Prime Suspect 2 A Face in the Crowd by Lynda La Plante

 

Prime Suspect 2

Let me begin by saying that I liked Prime Suspect 2: A Face in the Crowd much better than Prime Suspect I.  However, some of the issues I had with the first book are still there.

The good:  the storyline.  This storyline was even better than the first.  A body of a young, black, female is found buried under a concrete slab in the backyard of a house.  The investigation has to determine who was living in the house when the slabs were poured.  Once they determine that, it still isn’t as easy as it seems, with several characters possibly being involved in different ways.  A good solid mystery.  At times, I could not put the book down.  

The bad:  the characters and the “issue” that La Plante seems to chose for each book.  In Prime Suspect 1, the majority of the characters were horrible male chauvinist.  I mean really horrible:  saying and doing things that you would not expect at all in any kind of professional setting.  The issue for this book appears to be racism.  Again, horrible characters saying and doing horrible things.

“I’m not your brother, I’m a police officer,” Oswalde said solid.  The guy was trying to play the black power card, and wasn’t having any.  Burkin would just love that, all dem black folks jess one big happy family crap.

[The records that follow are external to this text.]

PR #744, opened 2018-02-10
PROMPT_DIR segment updates

onaforeignshore:
I have taken @dritter 's latest code from `async_all_the_segments` and merged it with the current code in `next` to create a starting point for working on updating this segment. He has already done some optimizations to speed up the code.

### DIFF
--- a/powerlevel9k.zsh-theme
+++ b/powerlevel9k.zsh-theme
@@ -724,6 +724,7 @@ set_default POWERLEVEL9K_HOME_FOLDER_ABBREVIATION "~"
 set_default POWERLEVEL9K_DIR_PATH_HIGHLIGHT_BOLD false
 prompt_dir() {
   local current_path="$(print -P '%~')"
+  local num_paths=(${(s:/:)current_path})
   local paths directory test_dir test_dir_length trunc_path threshhold
   (( ${#current_path} > 1 )) && paths=(${(s:/:)${current_path//"~\/"/}}) || paths=() # only split if not root/home folder
   if [[ -n "$POWERLEVEL9K_SHORTEN_DIR_LENGTH" || "$POWERLEVEL9K_SHORTEN_STRATEGY" == "truncate_with_folder_marker" ]]; then
@@ -738,7 +739,7 @@ prompt_dir() {
         current_path=$(truncatePath "$current_path" $POWERLEVEL9K_SHORTEN_DIR_LENGTH $POWERLEVEL9K_SHORTEN_DELIMITER)
       ;;
       truncate_with_folder_marker)
-        if (( ${#paths} > 0 )); then # root is an exception and won't have paths
+        if (( ${#num_paths} > 0 )); then # root is an exception and won't have paths
           local last_marked_folder marked_folder
           set_default POWERLEVEL9K_SHORTEN_FOLDER_MARKER ".shorten_folder_marker"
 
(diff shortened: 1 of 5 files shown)


onaforeignshore:
TODO: Add tests for `POWERLEVEL9K_DIR_PATH_SEPARATOR_FOREGROUND`

onaforeignshore:
Busy removing `sed` from `prompt_dir` wherever possible. Next step is to tackle `function truncatePathFromRight()` in `utilities.zsh` and the 3 calls to `sed` for separator coloring, and custom separator and home path

onaforeignshore:
Only 8 tests in `dir.spec` still failing. Will work on them this week

powerlevel9k.zsh-theme
```diff
@@ -718,21 +718,78 @@ prompt_command_execution_time() {
 # Dir: current working directory
 set_default POWERLEVEL9K_DIR_PATH_SEPARATOR "/"
 set_default POWERLEVEL9K_HOME_FOLDER_ABBREVIATION "~"
-set_default POWERLEVEL9K_DIR_SHOW_WRITABLE false
```
bhilburn: I see you've removed this field, but it's still in use in the code? Was it an accidental delete?

test/powerlevel9k.spec
```diff
@@ -20,7 +20,7 @@ function testJoinedSegments() {
   POWERLEVEL9K_LEFT_PROMPT_ELEMENTS=(dir dir_joined)
   cd /tmp
 
-  assertEquals "%K{blue} %F{black}/tmp %K{blue}%F{black}%F{black}/tmp %k%F{blue}%f " "$(build_left_prompt)"
+  assertEquals "%K{blue} %F{black}/tmp%b %K{blue}%F{black}%F{black}/tmp%b %k%F{blue}%f " "$(build_left_prompt)"
```
bhilburn: It looks like you've added bolding to all of the tests, is that right? We need to be sure that we are testing both bold & non-bold options. Really, what we care about is that the core functionality of the segment works, not that it works **bolded**. We can then test bolding separately without affecting all of the segment tests.

onaforeignshore: I've added tests at the end to test the bolding and coloring

onaforeignshore: All strings have `%b` as that doesn't really affect anything except being in the prompt string. Can code a way to remove it, but didn't think it was worth the increased code complexity. What do you think?

bhilburn: Er, I'm confused. Let me ask a different question: why were the previous tests modified to add `%b` to the assertion strings? I must just not be understanding some aspect of this.

onaforeignshore: Bolding is switched on with `%B` and off with `%b`. Since the `%b` doesn't affect the string, I declared `[[ POWERLEVEL9K_segment_BOLD == true ]] && bld='%B' || bld=''` in the code. I didn't do the same for bold off. So, `%b` *always* shows, but `%B` only shows when the segment is bold.

Make sense now?

onaforeignshore:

A sheer criminal waste of poll tax, in Burkin’s view, most of which had been coughed up by white people to give the jungle bunnies somewhere to hang out all day, amusing themselves at the taxpayers’ expense.

I only stayed on because that big darkie wanted me out so badly. 

Every few pages, it seemed that some character was making a racist statement.  Perhaps I am a purist, but I want my mysteries to be mysteries, not a political commentary.   She has covered chauvinism in book 1 and racism in book 2, I am hoping that 3 has no “ism” and is just a good solid mystery.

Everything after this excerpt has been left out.